### WHAT THE TASK REQUIRES
Every line with "primary" in it must be copied from the data.

### INPUT RECORDS
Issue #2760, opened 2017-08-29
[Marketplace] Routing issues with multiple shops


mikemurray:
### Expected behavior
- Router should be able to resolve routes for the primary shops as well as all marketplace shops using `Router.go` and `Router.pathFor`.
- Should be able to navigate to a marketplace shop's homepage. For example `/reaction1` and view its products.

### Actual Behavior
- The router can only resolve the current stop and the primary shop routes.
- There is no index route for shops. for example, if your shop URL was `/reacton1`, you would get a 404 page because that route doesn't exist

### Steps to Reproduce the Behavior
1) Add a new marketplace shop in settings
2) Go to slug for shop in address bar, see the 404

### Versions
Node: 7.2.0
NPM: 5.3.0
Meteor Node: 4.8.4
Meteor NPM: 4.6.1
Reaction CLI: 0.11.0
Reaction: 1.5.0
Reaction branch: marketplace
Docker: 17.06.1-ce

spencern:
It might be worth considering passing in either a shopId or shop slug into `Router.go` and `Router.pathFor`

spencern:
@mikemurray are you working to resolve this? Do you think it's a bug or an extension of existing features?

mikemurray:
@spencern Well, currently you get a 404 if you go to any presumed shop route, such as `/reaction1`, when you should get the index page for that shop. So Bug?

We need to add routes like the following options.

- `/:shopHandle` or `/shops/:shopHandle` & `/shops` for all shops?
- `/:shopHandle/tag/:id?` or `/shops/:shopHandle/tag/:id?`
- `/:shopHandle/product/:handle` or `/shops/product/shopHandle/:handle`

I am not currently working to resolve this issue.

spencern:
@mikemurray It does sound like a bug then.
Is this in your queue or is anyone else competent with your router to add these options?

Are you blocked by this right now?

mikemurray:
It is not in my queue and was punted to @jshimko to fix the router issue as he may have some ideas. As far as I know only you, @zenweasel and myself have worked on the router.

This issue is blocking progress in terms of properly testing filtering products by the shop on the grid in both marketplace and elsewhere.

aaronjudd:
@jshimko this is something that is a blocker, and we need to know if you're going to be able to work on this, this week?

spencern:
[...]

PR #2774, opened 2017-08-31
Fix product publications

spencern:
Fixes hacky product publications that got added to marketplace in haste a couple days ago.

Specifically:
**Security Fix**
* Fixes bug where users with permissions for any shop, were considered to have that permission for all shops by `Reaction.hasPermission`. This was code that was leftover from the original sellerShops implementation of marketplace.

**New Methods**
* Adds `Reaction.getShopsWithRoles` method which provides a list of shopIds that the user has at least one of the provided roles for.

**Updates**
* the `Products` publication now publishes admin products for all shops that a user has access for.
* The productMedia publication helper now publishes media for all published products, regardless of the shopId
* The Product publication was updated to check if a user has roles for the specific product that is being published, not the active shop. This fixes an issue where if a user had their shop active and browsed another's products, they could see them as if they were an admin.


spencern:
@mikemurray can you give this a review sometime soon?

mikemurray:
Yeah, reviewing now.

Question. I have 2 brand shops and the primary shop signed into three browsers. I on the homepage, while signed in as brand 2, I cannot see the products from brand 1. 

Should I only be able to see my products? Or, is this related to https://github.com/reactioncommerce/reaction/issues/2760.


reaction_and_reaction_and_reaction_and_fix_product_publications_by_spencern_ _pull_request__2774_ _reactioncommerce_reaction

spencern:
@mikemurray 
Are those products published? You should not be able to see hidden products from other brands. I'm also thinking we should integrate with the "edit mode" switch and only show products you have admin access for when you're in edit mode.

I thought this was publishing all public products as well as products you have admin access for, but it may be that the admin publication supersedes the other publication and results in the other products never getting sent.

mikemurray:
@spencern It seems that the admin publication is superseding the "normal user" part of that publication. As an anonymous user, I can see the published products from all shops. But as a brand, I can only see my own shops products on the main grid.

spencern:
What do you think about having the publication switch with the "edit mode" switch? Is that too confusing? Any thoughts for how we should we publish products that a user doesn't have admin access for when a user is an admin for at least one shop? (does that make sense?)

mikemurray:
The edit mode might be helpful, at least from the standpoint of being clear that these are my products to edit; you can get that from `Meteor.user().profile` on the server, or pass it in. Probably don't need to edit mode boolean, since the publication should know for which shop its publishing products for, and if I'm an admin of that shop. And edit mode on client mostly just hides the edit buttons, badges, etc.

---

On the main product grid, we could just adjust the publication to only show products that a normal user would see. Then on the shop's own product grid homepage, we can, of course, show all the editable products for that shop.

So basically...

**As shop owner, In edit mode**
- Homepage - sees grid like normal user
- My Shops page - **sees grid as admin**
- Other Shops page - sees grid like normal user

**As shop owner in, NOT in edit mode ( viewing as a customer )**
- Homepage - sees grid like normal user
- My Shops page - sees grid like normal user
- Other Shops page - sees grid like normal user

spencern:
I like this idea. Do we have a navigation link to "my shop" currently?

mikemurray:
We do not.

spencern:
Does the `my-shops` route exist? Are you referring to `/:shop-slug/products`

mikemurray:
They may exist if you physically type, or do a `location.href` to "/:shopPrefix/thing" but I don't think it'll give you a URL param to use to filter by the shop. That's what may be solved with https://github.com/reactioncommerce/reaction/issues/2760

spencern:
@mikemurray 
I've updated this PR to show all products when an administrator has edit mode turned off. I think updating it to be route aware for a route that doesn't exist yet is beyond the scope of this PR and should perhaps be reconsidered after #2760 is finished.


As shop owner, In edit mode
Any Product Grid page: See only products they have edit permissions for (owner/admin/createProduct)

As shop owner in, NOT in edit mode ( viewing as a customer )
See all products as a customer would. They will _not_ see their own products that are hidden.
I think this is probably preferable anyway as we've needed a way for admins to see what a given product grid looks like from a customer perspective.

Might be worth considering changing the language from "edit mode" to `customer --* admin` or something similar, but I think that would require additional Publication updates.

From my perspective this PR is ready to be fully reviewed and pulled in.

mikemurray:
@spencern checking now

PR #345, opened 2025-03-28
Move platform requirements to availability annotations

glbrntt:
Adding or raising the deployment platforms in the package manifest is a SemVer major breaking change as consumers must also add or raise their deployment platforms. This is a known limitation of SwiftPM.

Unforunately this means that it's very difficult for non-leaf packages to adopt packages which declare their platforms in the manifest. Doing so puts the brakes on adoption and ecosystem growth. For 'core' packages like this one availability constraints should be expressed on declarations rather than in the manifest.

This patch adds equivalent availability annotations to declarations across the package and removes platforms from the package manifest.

### TASK RESPONSE
- Router should be able to resolve routes for the primary shops as well as all marketplace shops using `Router.go` and `Router.pathFor`.
- The router can only resolve the current stop and the primary shop routes.
Question. I have 2 brand shops and the primary shop signed into three browsers. I on the homepage, while signed in as brand 2, I cannot see the products from brand 1. 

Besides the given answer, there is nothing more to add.